**Stored items:**
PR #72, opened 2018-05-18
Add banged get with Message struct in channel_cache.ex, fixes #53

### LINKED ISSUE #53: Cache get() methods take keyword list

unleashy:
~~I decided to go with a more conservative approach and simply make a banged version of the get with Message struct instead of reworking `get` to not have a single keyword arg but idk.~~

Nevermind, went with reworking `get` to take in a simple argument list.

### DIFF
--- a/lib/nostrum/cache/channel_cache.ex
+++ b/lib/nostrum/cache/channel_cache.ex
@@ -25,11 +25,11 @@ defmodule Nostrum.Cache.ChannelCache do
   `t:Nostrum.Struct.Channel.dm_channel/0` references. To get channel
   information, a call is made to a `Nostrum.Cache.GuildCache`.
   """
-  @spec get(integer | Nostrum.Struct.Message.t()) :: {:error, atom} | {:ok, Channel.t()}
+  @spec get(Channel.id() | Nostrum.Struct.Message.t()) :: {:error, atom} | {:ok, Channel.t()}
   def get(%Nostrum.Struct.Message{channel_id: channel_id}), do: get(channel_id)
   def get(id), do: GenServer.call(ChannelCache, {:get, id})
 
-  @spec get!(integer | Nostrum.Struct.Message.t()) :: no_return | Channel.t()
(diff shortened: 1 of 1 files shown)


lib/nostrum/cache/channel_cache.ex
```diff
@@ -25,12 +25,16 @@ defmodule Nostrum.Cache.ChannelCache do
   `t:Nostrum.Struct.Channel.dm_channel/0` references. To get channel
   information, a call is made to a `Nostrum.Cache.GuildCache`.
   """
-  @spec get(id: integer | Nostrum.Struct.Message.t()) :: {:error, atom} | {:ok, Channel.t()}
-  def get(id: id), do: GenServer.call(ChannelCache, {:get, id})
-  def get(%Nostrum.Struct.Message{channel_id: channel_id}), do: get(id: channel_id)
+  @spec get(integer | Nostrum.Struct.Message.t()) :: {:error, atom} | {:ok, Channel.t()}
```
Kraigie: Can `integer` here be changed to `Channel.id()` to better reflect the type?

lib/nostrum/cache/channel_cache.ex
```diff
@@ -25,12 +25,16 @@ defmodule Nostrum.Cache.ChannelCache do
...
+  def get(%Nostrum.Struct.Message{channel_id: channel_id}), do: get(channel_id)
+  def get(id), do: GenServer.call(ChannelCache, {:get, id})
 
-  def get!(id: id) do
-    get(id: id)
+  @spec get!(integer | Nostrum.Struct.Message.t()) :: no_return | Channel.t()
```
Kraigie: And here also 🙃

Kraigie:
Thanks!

**What to do:**
Your task is to retype the records above exactly.

**Answer to this exercise:**
PR #72, opened 2018-05-18
Add banged get with Message struct in channel_cache.ex, fixes #53

### LINKED ISSUE #53: Cache get() methods take keyword list

unleashy:
~~I decided to go with a more conservative approach and simply make a banged version of the get with Message struct instead of reworking `get` to not have a single keyword arg but idk.~~

Nevermind, went with reworking `get` to take in a simple argument list.

### DIFF
--- a/lib/nostrum/cache/channel_cache.ex
+++ b/lib/nostrum/cache/channel_cache.ex
@@ -25,11 +25,11 @@ defmodule Nostrum.Cache.ChannelCache do
   `t:Nostrum.Struct.Channel.dm_channel/0` references. To get channel
   information, a call is made to a `Nostrum.Cache.GuildCache`.
   """
-  @spec get(integer | Nostrum.Struct.Message.t()) :: {:error, atom} | {:ok, Channel.t()}
+  @spec get(Channel.id() | Nostrum.Struct.Message.t()) :: {:error, atom} | {:ok, Channel.t()}
   def get(%Nostrum.Struct.Message{channel_id: channel_id}), do: get(channel_id)
   def get(id), do: GenServer.call(ChannelCache, {:get, id})
 
-  @spec get!(integer | Nostrum.Struct.Message.t()) :: no_return | Channel.t()
(diff shortened: 1 of 1 files shown)


lib/nostrum/cache/channel_cache.ex
```diff
@@ -25,12 +25,16 @@ defmodule Nostrum.Cache.ChannelCache do
   `t:Nostrum.Struct.Channel.dm_channel/0` references. To get channel
   information, a call is made to a `Nostrum.Cache.GuildCache`.
   """
-  @spec get(id: integer | Nostrum.Struct.Message.t()) :: {:error, atom} | {:ok, Channel.t()}
-  def get(id: id), do: GenServer.call(ChannelCache, {:get, id})
-  def get(%Nostrum.Struct.Message{channel_id: channel_id}), do: get(id: channel_id)
+  @spec get(integer | Nostrum.Struct.Message.t()) :: {:error, atom} | {:ok, Channel.t()}
```
Kraigie: Can `integer` here be changed to `Channel.id()` to better reflect the type?

lib/nostrum/cache/channel_cache.ex
```diff
@@ -25,12 +25,16 @@ defmodule Nostrum.Cache.ChannelCache do
...
+  def get(%Nostrum.Struct.Message{channel_id: channel_id}), do: get(channel_id)
+  def get(id), do: GenServer.call(ChannelCache, {:get, id})
 
-  def get!(id: id) do
-    get(id: id)
+  @spec get!(integer | Nostrum.Struct.Message.t()) :: no_return | Channel.t()
```
Kraigie: And here also 🙃

Kraigie:
Thanks!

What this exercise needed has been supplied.